Quite early the next morning Sidney Graham was in his office at the telephone. He conferred with the carpenter, agreeing to meet him out at the barn and make final arrangements about the windows in a very short time. Then he called up the trolley company and the electric company, and made arrangements with them to have a wire run from the road to his barn, with a very satisfactory agreement whereby he could pay them a certain sum for the use of as much light as he needed. This done, he called up an electrician, and arranged that he should send some men out that morning to wire the barn.

He hurried through his morning mail, giving his stenographer a free hand with answering some of the letters, and then speeded out to Glenside.

Three men were already there, two of them stone-masons, working away under the direction of the contractor. They had already begun working at the massive stone around the windows, striking musical blows from a light scaffolding that made the old barn look as if it had suddenly waked up and gone to house-cleaning. Sidney Graham surveyed it with satisfaction as he stopped his car by the roadside and got out. He did delight to have things done on time. He decided that if this contractor did well on the job he would see that he got bigger things to do. He liked it that his work had been begun at once.

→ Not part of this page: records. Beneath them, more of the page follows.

PR #2766, opened 2026-07-01
Add EC2 tag enrichment data processor

### LINKED ISSUE #2678: [4.2] EC2 Enrichment Processor

petewall:
# Description

This adds the EC2 Data Processor, which can find tags on EC2 nodes and add them as labels or attributes to telemetry data.

For example, by setting this:

```yaml
dataProcessors:
  # Copies the EC2 instance `Team` tag onto telemetry, matching each node's `node` label to
  # its instance private DNS name via discovery.ec2.
  ec2-tags:
    type: ec2Enrichment
    region: ap-northeast-2
    tags:
      team: Team

clusterMetrics:
  enabled: true
  collector: alloy-metrics
  dataProcessors: [ec2-tags]
```

All cluster metrics with a `node` label will also get a `team` label from the `Team` tag on the matching EC2 instance.

So, given the EC2 instance `ip-10-0-1-2` has a `Team` tag of `central`, then a node-level metric
```
kube_node_info{cluster="my-cluster", node="ip-10-0-1-2", team="central"}
```

Fixes #2678

## Authorship


charts/k8s-monitoring/docs/examples/dataProcessors/custom/static-label/output.yaml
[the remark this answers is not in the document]
petewall: It's this:
```yaml
data:
  tenantId: "MQ=="
  username: "bG9raQ=="
  password: "bG9raXBhc3N3b3Jk"
```
Which corresponds to:
```
  tenantId: "1"
  username: loki
  password: lokipassword
```

Not an issue

charts/k8s-monitoring/dataProcessors/ec2Enrichment-values.yaml
TylerHelmuth, line 1: Since there is already a lot of docs here I think it is worth adding docs for precedence. For

```yaml
 example:
   tags:
     team: Team
```

lets document what happens if the telemetry flowing from feature to destination already has the label `team`

charts/k8s-monitoring/dataProcessors/ec2Enrichment-values.yaml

The next car brought a quartette of carpenters, and before young Graham went back to the city a motor-truck had arrived loaded with lumber and window-frames. It was all very fascinating to him, this new toy barn that had suddenly come into his possession, and he could hardly tear himself away from it and go back to business. One would not have supposed, perhaps, that it was so very necessary for him to do so, either, seeing that he was already so well off that he really could have gotten along quite comfortably the rest of his life without any more money; but he was a conscientious young man, who believed that no living being had a right to exist in idleness, and who had gone into business from a desire to do his best and keep up the honorable name of his father's firm. So after he had given careful directions for the electric men when they should come he rushed back to his office once more.

The next two days were filled with delightful novelties. He spent much time flying from office to barn and back to the office again, and before evening of the second day he had decided that a telephone in the barn was an absolute necessity, at least while the work was going on. So he called up the telephone company, and arranged that connection should be put in at once. That evening he wrote a short note to Miss Shirley Hollister, telling her that the partitions were under way and would soon be completed, and that in a few days he would send her the key so that she might begin to transport her belongings to the new home.